PR #1805, opened 2023-03-24
refactor: merge webhook and recovery service into longhorn manager

ChanYiLin:
Ref: [longhorn/longhorn#5590](https://github.com/longhorn/longhorn/issues/5590)

Update Note:
- start conversion webhook service and wait until it is ready in longhorn-manager
    - change to use port 9443 (so there is no need to update crd webhook field)
- start adminssion webhook service and wait until it is ready in longhorn-manager
    - change to use port 8443
- start recovery backend service in longhorn-manager
- remove webhook and recovery deployment related code in pdb controller
- remove webhook and recovery deployment related code in uninstall controller 
- delete webhook/recovery backend deployments in `upgrade path`


app/daemon.go
```diff
@@ -218,6 +238,97 @@ func environmentCheck() error {
 	return nil
 }
 
+func startWebhook(ctx context.Context, serviceAccount, kubeconfigPath, webhookType string) error {
```
shuo-wu, line 241: NIT: Can we retain this function in `app/webhook.go`?

app/daemon.go
```diff
@@ -218,6 +238,97 @@ func environmentCheck() error {
...
+		return fmt.Errorf("unexpected webhook server type %v", webhookType)
+	}
+
+	namespace := os.Getenv(types.EnvPodNamespace)
+	if namespace == "" {
+		logrus.Warnf("Failed to detect pod namespace, environment variable %v is missing, "+
+			"using default namespace", types.EnvPodNamespace)
+		namespace = corev1.NamespaceDefault
+	}
+
```
shuo-wu, line 260: NIT: Abstract this as a util function.

types/types.go
```diff
@@ -80,8 +80,9 @@ const (
 )
 
 const (
-	DefaultAPIPort           = 9500
-	DefaultWebhookServerPort = 9443
+	DefaultAPIPort               = 9500
+	DefaultConversionWebhookPort = 9443
+	DefaultAdmissionWebhookPort  = 8443
```
shuo-wu, line 85: What's the previous admission webhook port?

shuo-wu: Besides, we need to update the doc like [this](https://github.com/longhorn/website/pull/681) after the PR merge.

app/daemon.go
```diff
@@ -132,17 +142,28 @@ func startManager(c *cli.Context) error {
 		return fmt.Errorf("BUG: failed to detect the node IP")
 	}
 
-	done := make(chan struct{})
+	ctx := signals.SetupSignalContext()
```
shuo-wu, line 145: Can you describe a little bit more about this kind of context?

types/types.go
ChanYiLin: both admission and conversion webhook ports were 9443 since they are in different deploy/svc before

but after this PR, both services are in the manager
- conversion webhook: 9443
- admission webhook: 8443

ChanYiLin: Yes, we also need to update the network policy
https://github.com/longhorn/charts/pull/101

app/daemon.go
ChanYiLin: longhorn-manager made a channel `done` and registered it as a shutdown channel to receive shut down signal by `util.RegisterShutdownChannel(done)`
it then passed it to the controllers and the manager API service

For webhook/recovery_backend, it created a context by `ctx := signals.SetupSignalContext()`
then passed it to the API service 

both actually have the same behavior and the purpose is to receive the shutdown signal.
I don't want to make a channel for manager API and context for webhook/recovery_backend.

So I decide to make a context only, and pass ctx.Done as the done channel used in manager API.

ChanYiLin: - longhorn-manager registered the channel to receive the signal: 
https://github.com/longhorn/longhorn-manager/blob/master/app/daemon.go#L203-L207
- RegisterShutdownChannel
https://github.com/longhorn/longhorn-manager/blob/master/util/util.go#L348-L356

- Same as SetupSignalContext (`vendor/github.com/rancher/wrangler/pkg/signals/signal.go`)
```
// SetupSignalContext is same as SetupSignalHandler, but a context.Context is returned.
// Only one of SetupSignalContext and SetupSignalHandler should be called, and only can
// be called once.
func SetupSignalContext() context.Context {
	close(onlyOneSignalHandler) // panics when called twice

	shutdownHandler = make(chan os.Signal, 2)

	ctx, cancel := context.WithCancel(context.Background())
	signal.Notify(shutdownHandler, shutdownSignals...)
	go func() {
		<-shutdownHandler
		cancel()
		<-shutdownHandler
		os.Exit(1) // second signal. Exit directly.
	}()

	return ctx
}
```

types/types.go
shuo-wu: I am thinking you can use port 9501, 9502, 9503... This is more straightforward when we check the port usage.

ChanYiLin: Sure, sounds good to me!
Fixed.

app/daemon.go
shuo-wu: Oh Sorry, this is already used by webhook and recovery_backend. 
Just checked this context. It registers SIGTERM and SIGINT as channel stop signals. This is what we need here.

But here another question is, could a crash of one service (conversion webhook, validation webhook, etc ) lead to channel closing or other services stop?

ChanYiLin:
```
2023-04-07T15:12:32.689034879Z time="2023-04-07T15:12:32Z" level=debug msg="2023/04/07 15:12:32 http: TLS handshake error from 10.0.2.15:52886: EOF"
2023-04-07T15:12:42.688616470Z time="2023-04-07T15:12:42Z" level=debug msg="2023/04/07 15:12:42 http: TLS handshake error from 10.0.2.15:47850: EOF"
2023-04-07T15:12:52.695363407Z time="2023-04-07T15:12:52Z" level=debug msg="2023/04/07 15:12:52 http: TLS handshake error from 10.0.2.15:35264: EOF"
2023-04-07T15:13:02.693107730Z time="2023-04-07T15:13:02Z" level=debug msg="2023/04/07 15:13:02 http: TLS handshake error from 10.0.2.15:54574: EOF"
2023-04-07T15:13:12.702013551Z time="2023-04-07T15:13:12Z" level=debug msg="2023/04/07 15:13:12 http: TLS handshake error from 10.0.2.15:34160: EOF"
```

just found out in local test that there are bunch of tls error, need to do some survey

app/daemon.go
ChanYiLin: The root **context** is created in `daemon.go` and is passed down to manager/webhook/recovery these services
**cancel** is not passed down to services so no one can close the channel.
It only `cancel()` when the shutdown signal is received in the above`SetupSignalContext()` function.

ChanYiLin:
> ```
> 2023-04-07T15:12:32.689034879Z time="2023-04-07T15:12:32Z" level=debug msg="2023/04/07 15:12:32 http: TLS handshake error from 10.0.2.15:52886: EOF"
> 2023-04-07T15:12:42.688616470Z time="2023-04-07T15:12:42Z" level=debug msg="2023/04/07 15:12:42 http: TLS handshake error from 10.0.2.15:47850: EOF"
> 2023-04-07T15:12:52.695363407Z time="2023-04-07T15:12:52Z" level=debug msg="2023/04/07 15:12:52 http: TLS handshake error from 10.0.2.15:35264: EOF"
> 2023-04-07T15:13:02.693107730Z time="2023-04-07T15:13:02Z" level=debug msg="2023/04/07 15:13:02 http: TLS handshake error from 10.0.2.15:54574: EOF"
> 2023-04-07T15:13:12.702013551Z time="2023-04-07T15:13:12Z" level=debug msg="2023/04/07 15:13:12 http: TLS handshake error from 10.0.2.15:34160: EOF"
> ```
> 
> just found out in local test that there are bunch of tls error, need to do some survey but all the functions work fine, weird...

Oh I found the reason, it is caused by the readiness probe every 10 sec, kubelet use http instead of https to probe the pod

app/daemon.go
ChanYiLin: Hi @shuo-wu 
you might be right, the I only run http server in goroutine
```
go s.ListenAndServe()
```
but the goroutine failed won't lead to other services stopped which is not expected.

Let me fix it.

ChanYiLin: I have fixed it by capturing the error returning from ListenAndServe() and fatal exit the program
WDYT?

shuo-wu: The fatal exit will lead to `ctx.Done()` close then all services/the whole pod stop, right? Then that LGTM

app/webhook.go
```diff
@@ -1,77 +1,74 @@
...
+
+	logrus.Infof("Waiting for %v webhook to become ready", webhookType)
+	cli := http.Client{
+		Timeout: time.Second,
+		Transport: &http.Transport{
+			TLSClientConfig: &tls.Config{InsecureSkipVerify: true},
+		},
+	}
+	webhookHealthEndpoint := fmt.Sprintf("https://localhost:%d/v1/healthz", webhookPort)
+	for {
```
shuo-wu, line 53: It's better to have a timeout here.

app/webhook.go
```diff
@@ -1,77 +1,74 @@
...
-	"k8s.io/client-go/tools/clientcmd"
+	"io"
+	"net/http"
+	"time"
 
 	"github.com/longhorn/longhorn-manager/types"
+	"github.com/longhorn/longhorn-manager/util"
 	"github.com/longhorn/longhorn-manager/webhook/server"
+	"github.com/sirupsen/logrus"
+	"k8s.io/client-go/tools/clientcmd"
```
shuo-wu, line 15: NIT: rearrange the imports

shuo-wu (commented):
Others LGTM

app/daemon.go
ChanYiLin: it won't lead to ctx.Done()
but the main thread would log fatal and exit(1) and the whole pod will restart.

app/webhook.go
ChanYiLin: Fixed, thanks!

derekbit:
Will the old and unused webhook and recovery-backend pods be cleaned up after upgrade?

ChanYiLin:
> Will the old and unused webhook and recovery-backend pods be cleaned up after upgrade?

Yes, it is implemented in upgrade path
https://github.com/longhorn/longhorn-manager/pull/1805/files#diff-54e77ae1d9149f7ea519019af64a71e75f8029573fbb71ee209c944508a11502R25

derekbit:
> > Will the old and unused webhook and recovery-backend pods be cleaned up after upgrade?
> 
> Yes, it is implemented in upgrade path https://github.com/longhorn/longhorn-manager/pull/1805/files#diff-54e77ae1d9149f7ea519019af64a71e75f8029573fbb71ee209c944508a11502R25

Got it. Thank you.

BTW, can you help update the port `9600` to the new value? 
https://github.com/longhorn/nfs-ganesha/blob/longhorn-ganesha-v4/src/SAL/recovery/recovery_longhorn.c#L42

derekbit:
BTW, can you help create a PR for updating the port 9600 to the new value?
https://github.com/longhorn/nfs-ganesha/blob/longhorn-ganesha-v4/src/SAL/recovery/recovery_longhorn.c#L42

ChanYiLin:
@innobead I have removed the webhook/recovery upgrade path change in 1.3.x -> 1.4.x

ChanYiLin:
> BTW, can you help create a PR for updating the port 9600 to the new value? https://github.com/longhorn/nfs-ganesha/blob/longhorn-ganesha-v4/src/SAL/recovery/recovery_longhorn.c#L42

Hi @derekbit , here is the PR: https://github.com/longhorn/nfs-ganesha/pull/6
thanks!

app/daemon.go
```diff
@@ -218,6 +238,97 @@ func environmentCheck() error {
 	return nil
 }
 
+func startWebhook(ctx context.Context, serviceAccount, kubeconfigPath, webhookType string) error {
+	logrus.Infof("Starting longhorn %s webhook server", webhookType)
+
+	var webhookPort int
+	switch webhookType {
+	case "admission":
```
innobead: Can we use `types.WebhookTypeConversion` instead? the same for `conversion`.

innobead (changes requested):
LGTM, just one comment needed to resolve, then we can merge this PR.

app/daemon.go
ChanYiLin: Fixed, thanks!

· · · · ·

REQUIRED WORK — Report how many lines of the preceding records include "ListenAndServe". Output the number only.

RESULT BELOW — 2